PR #4812, opened 2020-03-21
Texmacs 1.99.12

mgubi:
This PR provides a package for the GNU TeXmacs scientific editor. (It depends on a previous PR for guile1 needed during build)


Begasus:
I see you included byteswap.h in the patchset, did you check haikuports for it's use (or not being used)?
https://github.com/haikuports/haikuports/search?q=byteswap.h&unscoped_q=byteswap.h
Also I see that there is an official (?) github repository at: https://github.com/texmacs/texmacs (maintained by sadhen, you could use that as a base and try to create a PR to upstream Haiku specific patches?)

app-office/texmacs/texmacs-1.99.12.recipe
```diff
@@ -0,0 +1,111 @@
...
+DESCRIPTION="TeXmacs provides a unified and user friendly framework for editing \
+structured documents with different types of content: text, mathematics, graphics, \
+interactive content, slides, etc.\
+Its rendering engine uses high-quality typesetting algorithms so as to produce \
+professionally looking documents, which can either be printed out or presented from \
+a laptop."
+HOMEPAGE="http://www.texmacs.org"
+COPYRIGHT="Free Software Foundation"
+LICENSE="GNU GPL v3"
+
```
extrowerk: Please remove this empty line.

app-office/texmacs/texmacs-1.99.12.recipe
```diff
@@ -0,0 +1,111 @@
...
+SOURCE_URI="https://github.com/mgubi/texmacs/archive/texmacs-$portVersion-haiku-qt5.tar.gz"
+CHECKSUM_SHA256="607fa4db4676b78780f7af086feec2e2332dc18a371d79fa50d640de6db10b43"
+SOURCE_DIR="texmacs-texmacs-$portVersion-haiku-qt5/src"
+PATCHES="texmacs-$portVersion.patchset"
+
+REVISION="1"
```
extrowerk: Reorder according to the WIKI, please.
https://github.com/haikuports/haikuports/wiki/HaikuPorter-Guidelines#ordering

app-office/texmacs/texmacs-1.99.12.recipe
```diff
@@ -0,0 +1,111 @@
...
+a laptop."
+HOMEPAGE="http://www.texmacs.org"
+COPYRIGHT="Free Software Foundation"
+LICENSE="GNU GPL v3"
+
+SOURCE_URI="https://github.com/mgubi/texmacs/archive/texmacs-$portVersion-haiku-qt5.tar.gz"
+CHECKSUM_SHA256="607fa4db4676b78780f7af086feec2e2332dc18a371d79fa50d640de6db10b43"
+SOURCE_DIR="texmacs-texmacs-$portVersion-haiku-qt5/src"
+PATCHES="texmacs-$portVersion.patchset"
+
```
extrowerk: No need for empty line here.

app-office/texmacs/texmacs-1.99.12.recipe
```diff
@@ -0,0 +1,111 @@
...
+REVISION="1"
+
+ADDITIONAL_FILES="texmacs.rdef.in"
+DISABLE_SOURCE_PACKAGE="yes"
```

- - - - - - -

Exercise directions> Nothing should be left out: repeat all of the data exactly.

Solution to the problem>
PR #4812, opened 2020-03-21
Texmacs 1.99.12

mgubi:
This PR provides a package for the GNU TeXmacs scientific editor. (It depends on a previous PR for guile1 needed during build)


Begasus:
I see you included byteswap.h in the patchset, did you check haikuports for it's use (or not being used)?
https://github.com/haikuports/haikuports/search?q=byteswap.h&unscoped_q=byteswap.h
Also I see that there is an official (?) github repository at: https://github.com/texmacs/texmacs (maintained by sadhen, you could use that as a base and try to create a PR to upstream Haiku specific patches?)

app-office/texmacs/texmacs-1.99.12.recipe
```diff
@@ -0,0 +1,111 @@
...
+DESCRIPTION="TeXmacs provides a unified and user friendly framework for editing \
+structured documents with different types of content: text, mathematics, graphics, \
+interactive content, slides, etc.\
+Its rendering engine uses high-quality typesetting algorithms so as to produce \
+professionally looking documents, which can either be printed out or presented from \
+a laptop."
+HOMEPAGE="http://www.texmacs.org"
+COPYRIGHT="Free Software Foundation"
+LICENSE="GNU GPL v3"
+
```
extrowerk: Please remove this empty line.

app-office/texmacs/texmacs-1.99.12.recipe
```diff
@@ -0,0 +1,111 @@
...
+SOURCE_URI="https://github.com/mgubi/texmacs/archive/texmacs-$portVersion-haiku-qt5.tar.gz"
+CHECKSUM_SHA256="607fa4db4676b78780f7af086feec2e2332dc18a371d79fa50d640de6db10b43"
+SOURCE_DIR="texmacs-texmacs-$portVersion-haiku-qt5/src"
+PATCHES="texmacs-$portVersion.patchset"
+
+REVISION="1"
```
extrowerk: Reorder according to the WIKI, please.
https://github.com/haikuports/haikuports/wiki/HaikuPorter-Guidelines#ordering

app-office/texmacs/texmacs-1.99.12.recipe
```diff
@@ -0,0 +1,111 @@
...
+a laptop."
+HOMEPAGE="http://www.texmacs.org"
+COPYRIGHT="Free Software Foundation"
+LICENSE="GNU GPL v3"
+
+SOURCE_URI="https://github.com/mgubi/texmacs/archive/texmacs-$portVersion-haiku-qt5.tar.gz"
+CHECKSUM_SHA256="607fa4db4676b78780f7af086feec2e2332dc18a371d79fa50d640de6db10b43"
+SOURCE_DIR="texmacs-texmacs-$portVersion-haiku-qt5/src"
+PATCHES="texmacs-$portVersion.patchset"
+
```
extrowerk: No need for empty line here.

app-office/texmacs/texmacs-1.99.12.recipe
```diff
@@ -0,0 +1,111 @@
...
+REVISION="1"
+
+ADDITIONAL_FILES="texmacs.rdef.in"
+DISABLE_SOURCE_PACKAGE="yes"
```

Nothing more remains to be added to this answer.